Selon Ivan <ivan.lucena at pmldnet.com>:

> >
> > Folks,
> >
> > I wonder if we should implement some mechanism to support UTF-8 filenames
> > on windows (and generally) before GDAL 1.7 release?

That would be definitely a cool idea. Apart from Windows, I'm not sure if other
supported OSes need work. As far as Linux is concerned, I believe that we can
reasonably assume that UTF-8 strings are already passed to GDAL/OGR, as nowadays
all distro have switched their locales to UTF-8 (the move started with RedHat
8.0 in 2002), although my readings show that the filesystem encoding is not
necessary the same. I've looked a bit at GLIB-2.0 documentation and they have
invented a G_FILENAME_ENCODING and G_BROKEN_FILENAMES to deal with those rare
situations (http://library.gnome.org/devel/glib/stable/glib-running.html,
http://library.gnome.org/devel/glib/stable/glib-Character-Set-Conversion.html).
All of this is rather confusing, but I don't think we need to go into that level
of complexity. As far as MacOSX is concerned, I can't say.

> >
> > How dangerous would it be for us to always assume filenames are UTF-8 and
> > act accordingly?
> >
> > One theoretical downside to treating filenames as UTF8 is that we do a lot
> > of filename parsing that has no concept that some bytes in the name might
> > be part of a multi-byte sequence.  So if there was a UTF8 multibyte
> > character that happened to include ASCII 92 '\' or ASCII 47 '/' it would
> > confuse the path parsers.  Also for subdatasets, database connections and
> > other esoteric datasource names we do a lot of parsing - splitting on
> > spaces, commas, quotes and other special characters.  Some of this could be
> > confused by unfortunate UTF-8 characters.  I suppose we really ought to
> > be migrating to doing these manipulations on wchar_t's or perhaps UCS-32
> > arrays.
> >
> > Hmm, this is getting rather complicated to address fully.

On the contrary, UTF-8 garantees that you can't find a byte within the ASCII
range (0-127) in a multi-byte UTF-8 character. Multi-byte UTF-8 characters
always have their most significant bit at 1. Quoting Wikipedia : "The ASCII
characters are represented by themselves as single bytes that do not appear
anywhere else, which makes UTF-8 work with the majority of existing APIs that
take bytes strings but only treat a small number of ASCII codes specially". So
UTF-8 would be definitely a good choice as a unicode encoding.

> >
> > But at least as a hack we could provide a build or runtime mechanism to
> > tell cpl_vsil_win32.cpp code that the passed in filename should be
> > handled as UTF-8 instead of local code page characters on windows.  Would
> > that be worth implementing?

Like Ivan, I think we must try aiming at the cleanest solution (at least at the
API level) to minimize the need for users to port their app.

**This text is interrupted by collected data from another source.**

PR #946, opened 2017-06-22
[WIP/Request Review] New Resource: aws_ses_identity_notification_topic

### LINKED ISSUE #931: SES Noification Settings
At present `aws_ses_domain_identity` only allows for me to configure the domain.
I would like to configure the Topic Configuration i.e. bounce/complaint/delivery SNS topics.

benoj:
Attempts to resolve #931 

Would like some feedback on general style and testing?

### DIFF
--- a/aws/resource_aws_ses_identity_notification.go
+++ b/aws/resource_aws_ses_identity_notification.go
@@ -1,0 +1,97 @@
+package aws
+
+import (
+	"fmt"
+	"log"
+
+	"github.com/aws/aws-sdk-go/aws"
+	"github.com/aws/aws-sdk-go/aws/awserr"
+	"github.com/aws/aws-sdk-go/service/ses"
+	"github.com/hashicorp/terraform/helper/schema"
+)
+
+func resourceAwsSesNotification() *schema.Resource {
+	return &schema.Resource{
+		Create: resourceAwsSesNotificationSet,
+		Read:   resourceAwsSesNotificationRead,
+		Update: resourceAwsSesNotificationSet,
+		Delete: resourceAwsSesNotificationDelete,
+
+		Schema: map[string]*schema.Schema{
+			"topic_arn": &schema.Schema{
+				Type:     schema.TypeString,
+				Required: false,
+			},
+
+			"notification_type": &schema.Schema{
+				Type:     schema.TypeSet,
+				Required: true,
+			},
+
+			"identity": &schema.Schema{
+				Type:     schema.TypeSet,
+				Required: true,
+			},
+		},
+	}
+}
+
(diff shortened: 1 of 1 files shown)


aws/resource_aws_ses_identity_notification.go
```diff
@@ -0,0 +1,95 @@
...
+		if err := d.Set("topic", notificationAttributes.DeliveryTopic); err != nil {
+			return err
+		}
+	}
+
+	return nil
+}
+
+func resourceAwsSesNotificationDelete(d *schema.ResourceData, meta interface{}) error {
+	d.Set("topic_arn", nil)
```
Ninir: To delete it, I think we should call the `SetIdentityNotificationTopic` method, passing nil / empty for the SNS Topic. Thoughts? :)

aws/resource_aws_ses_identity_notification.go
```diff
@@ -0,0 +1,95 @@
...
+	response, err := conn.GetIdentityNotificationAttributes(getOpts)
+
+	if err != nil {
+		return fmt.Errorf("Error reading SES Identity Notification: %s", err)
+	}
+
+	notificationAttributes := response.NotificationAttributes[identity]
+	switch notification {
+	case "Bounce":
+		if err := d.Set("topic", notificationAttributes.BounceTopic); err != nil {
```
Ninir: It seems that this `topic` field does not exist in the schema. Did you think of something or is it a typo?

Also, it could be really interesting to add a `attributes` field, which would contain everything retrieved/sent back by the AWS API when reading the field. Thoughts? :)

aws/resource_aws_ses_identity_notification.go
```diff
@@ -0,0 +1,95 @@
...
+	return &schema.Resource{
+		Create: resourceAwsSesNotificationSet,
+		Read:   resourceAwsSesNotificationRead,
+		Update: resourceAwsSesNotificationSet,
+		Delete: resourceAwsSesNotificationDelete,
+
+		Schema: map[string]*schema.Schema{
+			"topic_arn": &schema.Schema{
+				Type:     schema.TypeString,
+				Required: false,
```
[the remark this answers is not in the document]
Ninir: Also, we need to add a `ValidateFunc: validateArn,` attribute, so that it uses a function to validate the value passed in the configuration. `validateArn` is an existing function that validates the format using a given RegExp, so you don't nee much more here :)

For other attributes, it can be nice to also validate the value passed, using custom functions!

bflad:
This PR has been superseded by #2640 and merged into master! The new `aws_ses_identity_notification_topic` resource will release with v1.14.0 of the AWS provider, likely by the end of the week. Thanks!

PR #947, opened 2017-06-22
Fix ssm_parameter doc line break

OliverCole:
Renders fine on GitHub without the additional linebreak, but the eventual deployed page is incorrect: https://www.terraform.io/docs/providers/aws/r/ssm_parameter.html


Ninir:
Hi @OliverCole 

This seems good to me. Thanks!

PR #949, opened 2017-06-22
Make the ASG delete timeout configurable

catsby:
Originally https://github.com/hashicorp/terraform/pull/14396

Note that this won't actually respect the delete timeout until https://github.com/hashicorp/terraform/pull/15374 is merged and we bump our internal dependency on `helper/schema`

TODO:

- [x] get https://github.com/hashicorp/terraform/pull/15374 merged
- [x] bump our dep of terraform/helper/schema
- [ ] verify tests

------

Tests passed:

screen shot 2017-06-23 at 10 55 37 am

### DIFF
--- a/aws/resource_aws_autoscaling_group.go
+++ b/aws/resource_aws_autoscaling_group.go
@@ -28,7 +28,7 @@ func resourceAwsAutoscalingGroup() *schema.Resource {
 		},
 
 		Timeouts: &schema.ResourceTimeout{
-			Delete: schema.DefaultTimeout(5 * time.Minute),
+			Delete: schema.DefaultTimeout(10 * time.Minute),
 		},
 
 		Schema: map[string]*schema.Schema{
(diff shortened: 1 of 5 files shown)


catsby:
@jringuette here's the other part of that ASG PR you opened 😄

aws/resource_aws_autoscaling_group.go
```diff
@@ -834,7 +838,7 @@ func resourceAwsAutoscalingGroupDrain(d *schema.ResourceData, meta interface{})
 
 	// Next, wait for the autoscale group to drain
 	log.Printf("[DEBUG] Waiting for group to have zero instances")
-	return resource.Retry(10*time.Minute, func() *resource.RetryError {
+	return resource.Retry(d.Timeout(schema.TimeoutDelete), func() *resource.RetryError {
```
radeksimko: Is there any reason to decrease the default timeout from 10 to 5 mins here?
We could either introduce custom draining timeout or set the default to 10mins, I think.

catsby: Ah no, that's a strange typo or copy/paste error, I'll bump that back up to 10, thanks!

PR #950, opened 2017-06-22
AWS_METADATA_TIMEOUT configuration environment variable

handlerbot:
We have a custom Terraform authentication server which impersonates the EC2 metadata API endpoint, but our use and implementation would benefit from being able to boost the 100ms API endpoint timeout in our environment.

### DIFF
--- a/aws/auth_helpers.go
+++ b/aws/auth_helpers.go
@@ -125,8 +125,25 @@ func GetCredentials(c *Config) (*awsCredentials.Credentials, error) {
 	// Build isolated HTTP client to avoid issues with globally-shared settings
 	client := cleanhttp.DefaultClient()
 
-	// Keep the timeout low as we don't want to wait in non-EC2 environments
+	// Keep the default timeout (100ms) low as we don't want to wait in non-EC2 environments
 	client.Timeout = 100 * time.Millisecond
+
+	const userTimeoutEnvVar = "AWS_METADATA_TIMEOUT"
+	userTimeout := os.Getenv(userTimeoutEnvVar)
+	if userTimeout != "" {
+		newTimeout, err := time.ParseDuration(userTimeout)
+		if err == nil {
+			if newTimeout.Nanoseconds() > 0 {
+				client.Timeout = newTimeout
+			} else {
+				log.Printf("[WARN] Non-positive value of %s (%s) is meaningless, ignoring", userTimeoutEnvVar, newTimeout.String())
+			}
+		} else {
+			log.Printf("[WARN] Error converting %s to time.Duration: %s", userTimeoutEnvVar, err)
+		}
+	}
+
+	log.Printf("[INFO] Setting AWS metadata API timeout to %s", client.Timeout.String())
 	cfg := &aws.Config{
 		HTTPClient: client,
 	}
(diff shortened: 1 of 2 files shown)


aws/auth_helpers.go
```diff
@@ -125,8 +126,19 @@ func GetCredentials(c *Config) (*awsCredentials.Credentials, error) {
 	// Build isolated HTTP client to avoid issues with globally-shared settings
 	client := cleanhttp.DefaultClient()
 
-	// Keep the timeout low as we don't want to wait in non-EC2 environments
-	client.Timeout = 100 * time.Millisecond
+	// Keep the default timeout low as we don't want to wait in non-EC2 environments
+	timeoutMillis := 100
```
Ninir: What do you think of calling this `defaultTimeout` and rename `timeoutString` as `userTimeout`?

aws/auth_helpers.go
```diff
@@ -125,8 +126,19 @@ func GetCredentials(c *Config) (*awsCredentials.Credentials, error) {
...
+	timeoutString := os.Getenv("AWS_METADATA_TIMEOUT_MILLISECONDS")
```
Ninir: I would set the env variable name as a constant for reusability here and in the log

website/docs/index.html.markdown
```diff
@@ -113,6 +113,9 @@ which reduces the chance of leakage.
 You can provide the custom metadata API endpoint via the `AWS_METADATA_ENDPOINT` variable
 which expects the endpoint URL, including the version, and defaults to `http://169.254.169.254:80/latest`.
 
+The default deadline for the EC2 metadata API endpoint is 100 milliseconds, but you can
+override the default by setting the `AWS_METADATA_TIMEOUT_MILLISECONDS` variable.
```
Ninir: What do you think of updating this to:

```
The default deadline for the EC2 metadata API endpoint is 100 milliseconds, which can be overidden by setting the `AWS_METADATA_TIMEOUT_MILLISECONDS` environment variable.
```
?

aws/auth_helpers.go
handlerbot: I like `userTimeout`, but I think I'll go with `timeoutMillis` -> `timeout` rather than `defaultTimeout`. Once a value from the user is assigned to the variable, it's no longer the the default, no? :-)

radeksimko:
I'm 👌 with the idea overall and leave the final review on @Ninir 

Just one question from me here - is it worth accepting the standard duration format, e.g. `1m`, `20sec`, `100ms` etc? I'm aware it would probably change a bunch of things in the code, e.g. `AWS_METADATA_TIMEOUT_MILLISECONDS` to `AWS_METADATA_TIMEOUT` and the parsing logic to [time.ParseDuration](https://golang.org/pkg/time/#ParseDuration) and I don't want to cause much pain, but I also feel it's worth considering. 😉 

btw. by convention we always leave the Changelog outside of PRs as it's responsibility of the person merging the PR. We can avoid unnecessary conflicts that way.

Ninir:
Hey @handlerbot 

Could you estimate the work to make regarding @radeksimko 's proposal?
If it's too much for this work, this could be done in another PR.

Thanks!

PR #963, opened 2017-06-24
Mention AWS environment variable precedence

otakup0pe:
A more appropriate take on #937

Unrelated; is there a trick to running tests locally?

### DIFF
--- a/website/docs/index.html.markdown
+++ b/website/docs/index.html.markdown
@@ -60,9 +60,11 @@ provider "aws" {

I've hardly any experience on the subject on Windows, but I think we should
target the wide-character (UTF-16) variants of the functions of the Windows API
rather than then local code page, since UTF-8/UTF-16 conversion to local code
page encoding can fail. Andrey mentionned CreateFileW in RFC5. _findfirst would
likely need to be changed into _wfindfirst. You mention
cpl_vsil_win32.cpp, but cpl_vsil_simple.cpp would probably need changes.
http://msdn.microsoft.com/en-us/library/yeby3zcb(VS.71).aspx mentions a
_wfopen() wide-character version of fopen.

On Windows, GDAL/OGR applications would also need some changes to get their
command line options as UTF-8 arguments. I see as GetCommandLineW()/
CommandLineToArgvW() functions
(http://msdn.microsoft.com/en-us/library/ms683156(VS.85).aspx).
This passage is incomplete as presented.